Il fallait y penser, à cette année «2016 après Jésus-Christ», où «toute l’Europe est prête à signer le traité de libre-échange»… «Toute? Non! Une région belge refuse la Pax Canada.» Alors, de Vancouver à Montréal, que dit la presse du fait qu’une poignée d’irréductibles de l’UE puisse ainsi faire misérablement capoter le CETA?

Lire aussi: L’Union européenne décrédibilisée

L’analyse de Radio-Canada se révèle en tout cas très mesurée. Car, dit-elle, «il faut entendre ce que dit Paul Magnette, président de la Wallonie, si on souhaite comprendre». Il faut aussi «porter attention» à son opposition «et éviter de sombrer dans le mépris». Dans cette affaire, ce n’est pas du «0,6% contre 99,4%»; non, «la Wallonie défend aujourd’hui une cause plus grande qu’elle». Donc «reprocher aux Wallons d’abuser de leur pouvoir, compte tenu de leur petite taille démographique, comme l’ont fait les anciens premiers ministres» québécois Jean Charest et Pierre-Marc Johnson, «a de quoi étonner».

Lire notre éditorial: CETA: un raté monumental de l’UE

C’est en effet «la déception du côté du Québec après que le Canada eut quitté la table des négociations, relève La Presse. Le négociateur en chef du Québec, Pierre-Marc Johnson, a déploré que l’accord ait été «pris en otage» dans une situation de politique interne belge. Il s’agit d’une espèce de crise, juge M. Johnson. Et il estime que l’Europe doit régler ses problèmes. Mais il n’est pas prêt à jeter l’éponge.»

L’auteur du texte publié par Radio-Canada, Gérald Fillion, «imagine les hauts cris au Québec si la situation était inversée, que nous étions seuls à jouer les Gaulois» – les revoilà – «se faisant injurier sur la place publique»: «Je ne suis pas certain que, comme les Wallons, nous ne serions pas doublement et triplement motivés par ces attaques. On ne peut pas critiquer les règles du jeu aujourd’hui parce que l’un des membres bloque l’entente.»

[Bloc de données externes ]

PR #1496, opened 2026-03-26
Enforce transaction compilation constraints in compileTransactionMessage

mcintyre94:
## Summary

- Adds four compile-time guards to `compileTransactionMessage` (legacy, v0, and v1) that enforce Solana protocol limits before a transaction reaches the network. Each violation throws a typed `SolanaError` with structured context (actual count, max allowed, and for per-instruction violations, the instruction index).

«Il faut écouter Paul Magnette»

Alors, écrit l’analyste, il faut «prendre du recul» et écouter «les arguments de Paul Magnette, si on croit vraiment au libre-échange». Car «si on ne réalise pas ce qui se passe dans la population, il y aura d’autres événements comme le Brexit au Royaume-Uni, comme la montée de politiciens populistes, comme l’opposition aujourd’hui de la Wallonie». Conclusion: «Les leaders canadiens et européens doivent trouver une solution pour faire fonctionner cet accord s’ils souhaitent être en mesure d’en conclure d’autres à l’avenir. C’est leur responsabilité. Ils doivent écouter et ils ne peuvent pas rejeter le poids de leurs difficultés sur la Wallonie, avec quelques petites phrases de mépris à la clé. Ils ont plutôt le fardeau de la preuve.»

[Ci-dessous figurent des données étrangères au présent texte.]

PR #1499, opened 2026-03-26
Add version-aware transaction size limits

### LINKED ISSUE #1221: SIMD 296 - Larger Transaction Size
## Motivation

See SIMD: https://github.com/solana-foundation/solana-improvement-documents/blob/main/proposals/0296-larger-transactions.md

Kit needs to allow transactions to be up to 4096 bytes when the version is `v1`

Dans Le Devoir de Montréal, Georges LeBel, professeur associé de droit international économique à l’UQAM, use aussi de très jolies formules pour constater que «nos journaux fustigent l’étroitesse d’esprit des vachers wallons, comme si l’accord Canada-EU ne concernait que le commerce. Les enjeux sont pourtant beaucoup plus vastes et, même si l’objection wallonne était levée, cela ne ferait pas disparaître de nombreux autres obstacles. Le premier, évident, est que le traité fut négocié avec une Europe qui comprenait la Grande-Bretagne; les concessions et quotas incluaient une Angleterre qui ne sera plus là à la ratification.»

D’autres objections «dont on parle peu»

Et puis, pour le professeur, il y a ce deuxième obstacle, «plus sournois»: «La signature par le Canada donne à toutes les firmes d’origine états-unienne un accès direct par leurs filiales canadiennes […] au marché européen et au système d’arbitrage privé contraignant, sans aucune contrepartie pour les firmes d’origine européenne contre les Etats-Unis. D’autres Etats ont aussi signifié des objections dont on parle peu: la Pologne sur la protection des investissements, la Roumanie et la Bulgarie sur l’exigence canadienne de visa (la discrimination canadienne à l’égard des Roms serait atténuée).»

Dans les faits, «le principal obstacle vient de la Cour constitutionnelle allemande», que loue l’auteur de ce texte lui aussi très mesuré. Car «en attendant le jugement définitif, toutes les mesures adoptées devront être réversibles, c’est-à-dire pouvoir être annulées sans aucune conséquence. L’enjeu n’est donc pas le commerce, les affaires, le «Free Trade», ou la considération pour le Canada, «un pays si gentil et avec beaucoup de patience», sanglotait notre ministre Freeland, mais bien les structures fondamentales de notre démocratie et l’architecture des pouvoirs et des institutions.»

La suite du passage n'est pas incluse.